Monday, August 20, 2007



Frustration with customer service is at an all time high, according to recent national surveys.
To determine if media exposes and lawsuits brought by state Attorneys General have redressed mounting buyer complaints, our law firm recorded a customer service conversation with Time-Warner Inc., a corporation notorious for knocking about consumers. (It was recorded lawfully, in anticipation of litigation.)

The conversation began with promise, as the company apparently has replaced fallible humans with infallible machines:


AMERICA ONLINE COMPUTER WITH “VOICE RECOGNITION” SOFTWARE (“AOL ”): Thanks for calling AOL. To ensure quality service, your call may be monitored or recorded. Today there's even more choice with the new AOL. Introducing AOL Open Ride, our newest software…it will revolutionize the way you use the Internet. You've got to see it to believe it… [Note to reader: “Open Ride” is what crashed my computer to begin with; hence, the call.] Are you currently paying to use the AOL service? Please say yes or press one. No or press two.


AOL : Great, let’s look up your account. Please enter or say your home telephone number, area code first.

CUSTOMER: [Number recited.]

AOL : Sorry. I didn't understand. Please enter or say your home telephone number.

CUSTOMER: [Number entered.]

AOL : Let me make sure we've got the right account. Your screen name is spelled C-A-R-L-M-A-Y-E-R. Is that right?

CUSTOMER: That's right.

AOL : Sorry, I can't tell whether you said “yes” or “no”.


AOL : Sorry, I didn't hear you. Please say “yes” or “no”.


AOL : I've pulled up your account information. First, please choose one of the following AOL Departments. You can say: “order high speed”, “tech support”, “billing”, “passwords” or “cancellation.”

CUSTOMER: Tech support.

AOL : All right. I can help you with your password. But first, AOL security requires some verification. You've got an account security question here. Let us try that. What school did you go to?

CUSTOMER: Uh, Princeton, but I need tech support.

AOL : Hmm, that doesn't seem to match what I've got on file. Let's try that again. Please speak your answer or say, "I don't know it". What school did you go to?

CUSTOMER: Princeton University.

AOL : I think you said you wanted to start over and go back to the main menu. Is that correct?

CUSTOMER: Uh no. I want tech support.

AOL : Sorry, I can't tell whether you said “yes” or “no”.


AOL : You can say: “order high speed”, “tech support”, “billing”, “passwords”, or “cancellation.”

CUSTOMER: Tech support.

AOL : Sorry, I didn't understand. Please choose one of the following AOL departments: “order high speed”, “tech support”, “billing”, “passwords” –

CUSTOMER: Tech support.

AOL : Sorry I still didn't understand.

CUSTOMER: You've got to be kidding me.
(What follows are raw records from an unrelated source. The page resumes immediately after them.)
PR #19079, opened 2026-06-11
[6.x] Fix return type error

brianjhanson:
Fixes a return type error (below) that happened when creating a user via the CLI

```
   TypeError

  CraftCms\Cms\Support\DateTimeHelper::toDateTime(): Return value must be of type DateTime|false, Carbon\CarbonImmutable returned

  at /tmp/packages/cms/src/Support/DateTimeHelper.php:86
     82▕             return $value;
     83▕         }
     84▕
     85▕         if ($value instanceof DateTimeInterface) {
  ➜  86▕             return Date::instance($value);
     87▕         }
     88▕
     89▕         if (! $value) {
     90▕             return false;

  1   /tmp/packages/cms/src/Element/Operations/ElementWrites.php:973
      CraftCms\Cms\Support\DateTimeHelper::toDateTime()

  2   /tmp/packages/cms/src/Element/Operations/ElementWrites.php:431
      CraftCms\Cms\Element\Operations\ElementWrites::updateModel()

Failed to run artisan craft:users/create: exit status 1
```

I'm pretty sure this is related to converting all of the date times to Carbon, but I didn't spend much time tracking the reason down.

### DIFF
--- a/CHANGELOG.md
+++ b/CHANGELOG.md
@@ -3,6 +3,7 @@
 ## Unreleased
 
 - Fixed a bug where the `craft:install` command would hang if run within a production environment.
+- Fixed an error that could occur when `CraftCms\Cms\Support\DateTimeHelper::toDateTime()` returned a `DateTimeInterface` implementation other than `DateTime`. ([#19079](https://github.com/craftcms/cms/pull/19079))
 - Fixed a bug where “Replace relation” action buttons weren’t working.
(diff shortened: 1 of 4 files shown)


riasvdv (approved):

brianjhanson:
The errors on this seemed to get deeper as I went (the current ones are in the adapter). I was trying to just do a quick fix between other things which is why I haven't circled back yet.

Issue #19082, opened 2026-06-12
[5.x]: cannot merge multiple configuration files for per-environments.


peterspicer-unfold:
### Description

The documentation makes it clear that it should be possible to have general.php for standard config and a general.console.php file for console specific use, e.g. to allow overrides that wouldn't normally be possible.

My use case for example is to have CRAFT_ALLOW_ADMIN_CHANGES to be false generally but permit it for command line to deploy changes from central repo.

### Steps to reproduce

1. Install CraftCMS 5.
2. Set CRAFT_ALLOW_ADMIN_CHANGES to false in .env
3. Verify that no admin changes are possible in either admin or command line (e.g. from `craft up`)
4. Create a general.console.php file - it only needs minimal content, e.g. return ['allow_admin_changes' => true];
5. Try to `craft up`

### Expected behavior

`craft up` should run normally.

### Actual behavior

Exception is thrown:

```
Fatal error: Uncaught Error: Class "Craft" not found in /path/to/site/vendor/craftcms/cms/src/services/Config.php:171
Stack trace:
#0 /path/to/site/vendor/craftcms/cms/src/services/Config.php(106): craft\services\Config->_createConfigObj('general', 'general.console', Object(craft\config\GeneralConfig))
#1 /path/to/site/vendor/craftcms/cms/src/services/Config.php(240): craft\services\Config->getConfigSettings('general')
#2 /path/to/site/vendor/craftcms/cms/bootstrap/bootstrap.php(69): craft\services\Config->getGeneral()
#3 /path/to/site/vendor/craftcms/cms/bootstrap/console.php(35): require('/path/to..')
#4 /path/to/site/craft(12): require('/path/to...')
#5 {main}
  thrown in /path/to/site/vendor/craftcms/cms/src/services/Config.php on line 171
```

The reference is to Craft::configure, but this looks like it should App::configure. Changing this over lets craft up run, while disallowing changes in admin in the environments I'd like it to not be web accessible.

### Craft CMS version

5.10.5

### PHP version

8.3.27

### Operating system and version

MacOS something

### Database type and version

MySQL 8.4

### Image driver and version

n/a

### Installed plugins and versions

- CKEditor 5.5

brandonkelly:
`CRAFT_*` environment variables always take precedence over what’s in `config/general.php`.

[...]

PR #19083, opened 2026-06-12
[5.x] Use App for merging configurations.

peterspicer-unfold:
### Description

Switches from using Craft global object (which doesn't exist) to App global object (which does) to use the configure method for merging configuration files.

### Related issues

#19082


brandonkelly:
Thanks!

PR #19085, opened 2026-06-12
[5.x] Keep stale previews non-indexable

timkelty:
### Description

Keeps preview-intent URLs non-indexable even after their preview token becomes invalid or expires, without changing valid preview detection.

Related: https://github.com/craftcms/cloud/issues/166


brandonkelly:
Resolved via 4741fad1dfef3da44d4512d960d972e570c5abae

PR #19122, opened 2026-06-18
[6.x] Fix Twig string template exception reporting

riasvdv:
### Description

Fixes Twig exception mapping for inline string templates so Laravel exception reporting keeps valid string filenames instead of receiving null trace file values.

### DIFF
--- a/tests/Unit/Twig/TwigExceptionMapperTest.php
+++ b/tests/Unit/Twig/TwigExceptionMapperTest.php
@@ -2,7 +2,10 @@
 
 declare(strict_types=1);
 
+use CraftCms\Cms\Twig\TemplateRenderer;
+use CraftCms\Cms\Twig\Twig;
 use CraftCms\Cms\Twig\TwigExceptionMapper;
+use CraftCms\Cms\View\TemplateMode;
 
 it('ignores missing compiled template files', function () {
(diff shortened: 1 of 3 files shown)


tests/Unit/Twig/TwigExceptionMapperTest.php
```diff
@@ -11,3 +14,27 @@
...
+
+        $files = collect($trace)
+            ->filter(fn (array $frame) => array_key_exists('file', $frame))
+            ->pluck('file')
+            ->all();
+
+        expect($files)
+            ->not->toBeEmpty()
+            ->each->toBeString()
+            ->and(collect($files)->contains(fn (string $file) => str_starts_with($file, '__string_template__')))->toBeTrue();
```
AugustMiller, line 34: Twig also exposes `template_from_string()`, directly, which can change how template strings are named…

```twig
{{ include(template_from_string('{{ name }}', 'buggedTemplateString'), {}) }}
```

…which produces:

```
Variable "name" does not exist in "buggedTemplateString (string template 36556b15baf74d7ef8c1ddb07b3384f5)" at line 1.
```

Given this detection is only in a test (and the correct template error is indeed reported, either way), it would only start failing if Twig changed its automatic naming scheme. :+1:

AugustMiller (approved):

PR #19129, opened 2026-06-19
[6.x] Modernize garnish

brianjhanson:
Rumors of my death are greatly exaggerated

I've taken a few runs at avoiding this, but nothing's felt quite right. So this is how I learned to stop worrying and love Garnish. 

At the start of this endeavor it felt like a gargantuan task to bring Garnish into the modern age. That's all kind of changed now that we have agents that can do large swaths of the grunt work. 

This PR represents a partial PoC but more likely the start of bringing Garnish into the modern age. Converting it to typescript, removing jQuery and adding better documentation via a Storybook. 

While I don't think Garnish is perfect, it is pretty good, and has been consistently improved over time. I don't want to discard all those learnings from the start, but by splitting and modernizing Garnish we gain some flexibility in replacing the inner workings. 

Still very much a work in progress, just opening to get the idea out there. I'm not sure I want this to live in a separate package but doing it this way made it easier to work through without messing up too much other stuff.


brianjhanson:
Closing in favor of #19128  which has this branch pulled in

Tech support.

AOL : You're calling for technical support, right?


AOL : Sorry, I can't tell whether you said “yes” or “no”.


AOL: Now in a few words please tell me what tech support problem you're calling about. For example, you could say something like, "I'm having trouble with email attachments".

CUSTOMER: Having problems with the software. It crashes.

AOL : Sorry, I still didn't understand. In a few words, please tell me why you're calling today. For example, "I can't send email". Okay, go ahead.

CUSTOMER: I can't send email.

AOL : I think you said you wanted to start over and go back to the main menu. Is that correct?

CUSTOMER: No. I said I can't send email.

AOL : Sorry, I can't tell whether you said “yes” or “no”.

CUSTOMER: I can’t send email.

AOL : Please say one of the following words: “connection problems”, “can't sign on”, “web browser problems”, “installation”, “email”.

CUSTOMER: Web browser problems.

AOL : When you're ready to continue just say, "Let’s go". If you want to call back say, "Goodbye" or just hang up.

CUSTOMER: I'd like to speak to a customer service representative.

AOL : When you're ready say, "Let’s go" or press 1 or if you want to call us back just say, "Goodbye".

CUSTOMER: No, I'd like to speak to a customer service representative.

[Two Beeps]

AOL : Current wait time to speak with a customer service consultant may be up to two and a half minutes. May I continue where we left off? Yes or no?

CUSTOMER: No. I want to speak to a consultant.

AOL: Okay, thank you. Our tech support staff should be able to help you with this situation. Please hold.

[Two Beeps]

[Music playing]

[Phone rings twenty-two times.]

AOL : We are unable to answer your call at this time. Please try your call again later. Thank you.

[Dial tone]

[Beep after machine hangs up]

Eureka! Time-Warner Inc., the world’s largest media conglomerate, has created a perfectly closed loop. No need for humans in this operation.

No longer do customers have to worry about language barriers generated by service personnel in foreign lands.

Time-Warner Inc. stock is surging along with the market. This economy is great unless you belong to the majority of Americans who do not own individual stocks. Then, you are merely a lowly consumer. And as long as companies can keep padding the bottom line by skimping on customer service, who cares about consumers?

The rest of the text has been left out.